Avatar Shoshana Kranish

For more than a decade, the United Nations and the world have celebrated October 11 as the International Day of the Girl Child. This year’s theme, “Digital Generation, Our Generation” centers on equitable access for women and girls to the internet to enable opportunities for the design and usage of technology. 

Projections estimate that jobs in the fields of science, technology, engineering and math (STEM) will increase exponentially in the years to come. And given the lack of gender parity in these fields — despite efforts to assuage this trend — there’s plenty of work to be done to encourage girls to enter them. 

Dassault Systèmes is proud to present two initiatives in the company that focus on this nexus of girls and technology and explore how companies like ours can best bring girls and women into the fold.

Sophia Academy: Introducing girls to STEM 

For over 10 years, Dassault Systèmes has partnered with Sophia Academy, an independent all-girls school in Providence, Rhode Island, to provide students there with exposure to and information about careers in STEM. 

Each year, some 60 girls between grades 5 and 8 attend the school, which offers access to education for children living below the poverty line. Our partnership with them came about when the academy’s lack of funding prevented their students from being able to attend STEM events that Dassault Systèmes  participated in; recognizing the need for a special program made just for them, the collaboration began. 

Over the years, the company has provided the school with funding and technology access and has hosted an annual interactive learning day at various offices for the students. 

This year’s event, taking place on October 12 at the Johnston, RI office, will give Sophia Academy students a chance to tour the campus, learn about the company, explore the field of engineering and all the opportunities it holds and try interactive technologies like augmented reality and virtual reality. For the students, days like these afford them exposure to different career paths they might not have otherwise been introduced to. 

Speaking to this, Jennifer Potter, an Intellectual Process and Operations Strategy Director who has worked at Dassault  Systèmes for 28 years and has volunteered with Sophia Academy for nearly a decade, suggested the mentoring she’s participated in has had as profound an effect on her as it has had for her mentees. 

While the program is STEM-focused, not all the students who participate end up wanting to pursue careers in that field. One of Potter’s mentees, who’s now halfway through college, was one such student. When she expressed difficulty in defining a career path for herself, Potter invited her to join a business trip to New York, where she introduced the student to a member of the Diversity, Equity and Inclusion team at the company’s office there. 

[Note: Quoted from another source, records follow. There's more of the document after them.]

PR #30858, opened 2026-02-20
MAINT: bump ``ruff`` to ``0.15.2``

jorenham:
ref https://github.com/numpy/numpy/pull/30856#issuecomment-3936493429

The default ruleset changed in 0.15.2, so I had to tweak the config a bit to avoid 2510 ruff errors. 
It's probably a good idea that we (gradually) address some of these, but doing so here would be out of scope. For reference, here's the overview:

```
642     PLR2044 [*] empty-comment
376     RUF012  [ ] mutable-class-default
163     RUF059  [ ] unused-unpacked-variable
116     PLR0124 [ ] comparison-with-itself
108     RET504  [ ] unnecessary-assign
 94     FURB167 [*] regex-flag-alias
 89     RUF022  [-] unsorted-dunder-all
 88     BLE001  [ ] blind-except
 79     PYI047  [ ] unused-private-type-alias
 54     PYI015  [*] assignment-default-in-stub
 53     SIM102  [ ] collapsible-if
 47     SIM118  [-] in-dict-keys
 42     RUF010  [*] explicit-f-string-type-conversion
 42     SIM201  [ ] negate-equal-op
 39     PLR0402 [*] manual-from-import
 37     PYI042  [ ] snake-case-type-alias
 35     RUF100  [*] unused-noqa
 33     SIM117  [-] multiple-with-statements
 29     PLW0602 [ ] global-variable-not-assigned
 29     PYI010  [*] non-empty-stub-body
 25     PYI026  [*] type-alias-without-annotation
 21     DTZ001  [ ] call-datetime-without-tzinfo
 21     PYI046  [ ] unused-private-protocol
 20     PT031   [ ] pytest-warns-with-multiple-statements
 17     S110    [ ] try-except-pass
 16     SIM115  [ ] open-file-with-context-handler
 14     EXE001  [ ] shebang-not-executable
 14     TRY004  [ ] type-check-without-type-error
 13     PYI017  [ ] complex-assignment-in-stub
 13     PYI034  [ ] non-self-return-type
 13     TRY002  [ ] raise-vanilla-class
 12     PLW1510 [ ] subprocess-run-without-check
 11     PT014   [ ] pytest-duplicate-parametrize-test-cases
 11     PYI052  [ ] unannotated-assignment-in-stub
 10     PLC0206 [ ] dict-index-missing-items
  9     TRY300  [ ] try-consider-else
  5     D419    [ ] empty-docstring
  5     FURB105 [*] print-empty-string
  5     PLR1704 [ ] redefined-argument-from-local
  5     PLW0177 [ ] nan-comparison
  5     SIM114  [*] if-with-same-arms
  4     DTZ005  [ ] call-datetime-now-without-tzinfo
  4     PLR1730 [*] if-stmt-min-max
  4     S102    [ ] exec-builtin
  3     N999    [ ] invalid-module-name
  3     PLW0127 [ ] self-assigning-variable
  3     PYI064  [*] redundant-final-literal
  3     SIM103  [ ] needless-bool
  3     SIM208  [*] double-negation
  2     FURB122 [*] for-loop-writes
  2     PYI029  [*] str-or-repr-defined-in-stub
  2     PYI032  [*] any-eq-ne-annotation
  2     PYI063  [ ] pep484-style-positional-only-parameter
  2     PYI066  [ ] bad-version-info-order
  1     DTZ011  [ ] call-date-today
  1     PLR1711 [*] useless-return
  1     PLR1733 [*] unnecessary-dict-index-lookup
  1     PLW0406 [ ] import-self
  1     PYI002  [ ] complex-if-statement-in-stub
  1     PYI018  [ ] unused-private-type-var
  1     PYI045  [ ] iter-method-return-iterable
  1     PYI055  [*] unnecessary-type-union
  1     PYI059  [ ] generic-not-last-base-class
  1     RUF046  [*] unnecessary-cast-to-int
  1     SIM202  [ ] negate-not-equal-op
  1     TRY201  [ ] verbose-raise
  1     TRY203  [ ] useless-try-except
Found 2510 errors.
[*] 1103 fixable with the `--fix` option (406 hidden fixes can be enabled with the `--unsafe-fixes` option).
```

(The `PLR2044` is intentional and helps make the stubs a bit less unreadable, so we should ignore that one)

### DIFF
--- a/environment.yml
+++ b/environment.yml
@@ -45,7 +45,7 @@ dependencies:
   - breathe>4.33.0
   # For linting
   - cython-lint
-  - ruff=0.14.7
+  - ruff=0.15.2
   - gitpython
   # Used in some tests
   - cffi
--- a/numpy/_core/numeric.pyi
+++ b/numpy/_core/numeric.pyi
@@ -1046,9 +1046,11 @@ def isfortran(a: ndarray | generic) -> py_bool: ...
 def argwhere(a: ArrayLike) -> _Array2D[np.intp]: ...
 def flatnonzero(a: ArrayLike) -> _Array1D[np.intp]: ...
 
+# NOTE: we ignore UP047 because inlining `_AnyScalarT` would result in a lot of code duplication
+
 # keep in sync with `convolve` and `ma.core.correlate`
 @overload
-def correlate(
+def correlate(  # noqa: UP047
     a: _ArrayLike1D[_AnyNumericScalarT], v: _ArrayLike1D[_AnyNumericScalarT], mode: _CorrelateMode = "valid"
 ) -> _Array1D[_AnyNumericScalarT]: ...
 @overload
@@ -1068,7 +1070,7 @@ def correlate(
 
 # keep in sync with `correlate`
 @overload
-def convolve(
+def convolve(  # noqa: UP047
     a: _ArrayLike1D[_AnyNumericScalarT], v: _ArrayLike1D[_AnyNumericScalarT], mode: _CorrelateMode = "valid"
 ) -> _Array1D[_AnyNumericScalarT]: ...
 @overload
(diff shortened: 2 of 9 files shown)


charris:
The failing test is unrelated.

charris:
Thanks Joren.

Samantha Cummiskey, an R&D Quality Engineering Senior Manager in SIMULIA, who also volunteers with the Sophia Academy program, commended the commitment to introducing students to different types of opportunities they wouldn’t have otherwise encountered. Giving them the tools to explore, whether through days at the office or outreach programs that the company runs to bring recent grads to the school, helps accomplish this. 

“If we want to make a difference in the next generation of engineers, to make sure they’re gender and racially diverse, this is the exact kind of initiative that’s going to make that happen,” Cummiskey said. 

Girls Who Code: Empowering future engineers 

Girls Who Code is an international non-profit whose mission is to engage young girls in STEM from a young age in order to balance the gender gap in these fields for more equitable and inclusive future workplaces. 

Dassault Systèmes’ brand Medidata has partnered with Girls Who Code for over a year, and plans are in the works for a second annual International Day of the Girl Child-inspired collaboration event between the two. 

Last November, 10 Medidata employees volunteered over 30 hours of their time to virtual technical interview prep sessions with more than a dozen career-age women. Technical interviews are an important aspect of the hiring process in engineering fields, and having proper preparation for them can help applicants stand out. 

A significant number of the women who join Girls Who Code to learn programming and other technical skills come from underprivileged backgrounds, including people of color. While Dassault Systèmes already had programs in place with organizations representing young men from similar circumstances, there wasn’t one exclusively with a group that focused on young women in the New York area, where Medidata is headquartered. Thus, the partnership was born. 

Through efforts like these, we celebrate the inclusion of girls in the technology field from a young age not just on this international holiday, but year-round. Dassault Systèmes commends collaborations like those with Girls Who Code and Sophia Academy and the work promoted by the celebration of the International Day of the Girl Child. Empowering young women today will ensure that they become leaders in the future.